DATA RECORDS Block Start

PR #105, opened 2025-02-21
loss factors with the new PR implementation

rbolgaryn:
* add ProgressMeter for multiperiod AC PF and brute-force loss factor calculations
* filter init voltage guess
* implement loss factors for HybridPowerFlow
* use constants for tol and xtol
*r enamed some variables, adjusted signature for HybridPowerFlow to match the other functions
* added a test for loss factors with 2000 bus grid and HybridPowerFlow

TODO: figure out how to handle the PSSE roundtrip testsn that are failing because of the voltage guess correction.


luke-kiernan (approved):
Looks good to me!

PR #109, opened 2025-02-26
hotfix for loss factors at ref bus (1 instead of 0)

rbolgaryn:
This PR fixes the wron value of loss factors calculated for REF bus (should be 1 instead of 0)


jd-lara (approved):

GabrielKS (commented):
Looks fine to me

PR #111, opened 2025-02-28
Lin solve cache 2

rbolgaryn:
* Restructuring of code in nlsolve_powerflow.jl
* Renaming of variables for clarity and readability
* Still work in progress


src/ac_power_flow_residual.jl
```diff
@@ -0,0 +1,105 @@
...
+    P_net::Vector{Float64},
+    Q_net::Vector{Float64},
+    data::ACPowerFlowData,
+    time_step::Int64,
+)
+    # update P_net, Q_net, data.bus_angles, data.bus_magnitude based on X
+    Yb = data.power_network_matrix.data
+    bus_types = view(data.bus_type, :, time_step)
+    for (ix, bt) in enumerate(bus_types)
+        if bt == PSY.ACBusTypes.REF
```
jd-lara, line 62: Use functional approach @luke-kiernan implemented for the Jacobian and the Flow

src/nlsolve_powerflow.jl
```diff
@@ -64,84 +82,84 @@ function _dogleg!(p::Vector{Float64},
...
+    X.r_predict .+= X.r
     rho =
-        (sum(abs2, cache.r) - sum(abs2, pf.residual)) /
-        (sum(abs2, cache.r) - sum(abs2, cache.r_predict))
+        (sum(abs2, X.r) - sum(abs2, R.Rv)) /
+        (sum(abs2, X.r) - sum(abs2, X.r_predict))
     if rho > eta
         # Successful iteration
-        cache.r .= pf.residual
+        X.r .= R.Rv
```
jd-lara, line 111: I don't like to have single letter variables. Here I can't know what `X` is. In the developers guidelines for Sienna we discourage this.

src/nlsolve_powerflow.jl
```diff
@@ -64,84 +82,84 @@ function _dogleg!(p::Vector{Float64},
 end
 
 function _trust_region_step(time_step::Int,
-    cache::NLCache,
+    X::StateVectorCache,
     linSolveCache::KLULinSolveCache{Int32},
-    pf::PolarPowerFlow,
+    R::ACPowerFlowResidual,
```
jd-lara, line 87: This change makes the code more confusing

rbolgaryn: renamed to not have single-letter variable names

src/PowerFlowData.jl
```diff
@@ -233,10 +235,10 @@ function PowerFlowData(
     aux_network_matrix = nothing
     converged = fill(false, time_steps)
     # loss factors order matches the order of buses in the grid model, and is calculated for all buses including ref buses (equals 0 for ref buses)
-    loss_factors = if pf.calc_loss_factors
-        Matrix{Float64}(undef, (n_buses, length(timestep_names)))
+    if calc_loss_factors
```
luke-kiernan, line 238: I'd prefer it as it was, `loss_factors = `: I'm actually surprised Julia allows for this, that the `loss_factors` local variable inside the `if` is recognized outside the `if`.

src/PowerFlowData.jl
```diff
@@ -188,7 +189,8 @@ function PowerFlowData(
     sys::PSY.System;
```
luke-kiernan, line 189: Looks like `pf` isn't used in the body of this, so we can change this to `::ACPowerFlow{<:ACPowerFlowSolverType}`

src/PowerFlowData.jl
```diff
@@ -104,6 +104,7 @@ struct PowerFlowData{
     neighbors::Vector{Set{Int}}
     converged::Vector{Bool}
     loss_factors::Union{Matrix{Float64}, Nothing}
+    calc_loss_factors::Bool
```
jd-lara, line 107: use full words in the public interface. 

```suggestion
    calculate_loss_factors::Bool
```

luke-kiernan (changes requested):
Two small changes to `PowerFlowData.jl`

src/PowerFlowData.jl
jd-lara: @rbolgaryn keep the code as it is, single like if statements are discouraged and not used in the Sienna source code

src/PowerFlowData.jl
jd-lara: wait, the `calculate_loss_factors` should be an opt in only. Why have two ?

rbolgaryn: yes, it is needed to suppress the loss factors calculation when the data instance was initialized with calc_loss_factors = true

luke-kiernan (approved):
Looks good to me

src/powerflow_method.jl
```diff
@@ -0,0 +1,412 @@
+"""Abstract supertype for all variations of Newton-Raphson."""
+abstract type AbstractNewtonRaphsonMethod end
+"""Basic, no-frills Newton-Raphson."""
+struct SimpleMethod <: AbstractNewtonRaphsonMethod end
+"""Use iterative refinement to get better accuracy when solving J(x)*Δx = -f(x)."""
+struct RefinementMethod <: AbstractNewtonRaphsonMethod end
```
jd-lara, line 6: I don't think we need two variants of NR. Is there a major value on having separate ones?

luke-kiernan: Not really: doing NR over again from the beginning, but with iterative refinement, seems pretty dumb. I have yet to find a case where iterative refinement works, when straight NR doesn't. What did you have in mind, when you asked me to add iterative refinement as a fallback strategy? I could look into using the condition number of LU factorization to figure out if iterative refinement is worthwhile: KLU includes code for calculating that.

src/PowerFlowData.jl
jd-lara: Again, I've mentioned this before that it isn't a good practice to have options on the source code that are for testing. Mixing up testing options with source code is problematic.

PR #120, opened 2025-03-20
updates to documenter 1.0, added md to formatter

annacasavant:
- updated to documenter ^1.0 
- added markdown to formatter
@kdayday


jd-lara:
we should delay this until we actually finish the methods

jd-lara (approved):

DATA RECORDS Block End

**EXERCISE GOAL:** Check each line of the entries for the string "converged". Copy the lines that have it.

**EXERCISE RESULT:**
     converged = fill(false, time_steps)
     converged::Vector{Bool}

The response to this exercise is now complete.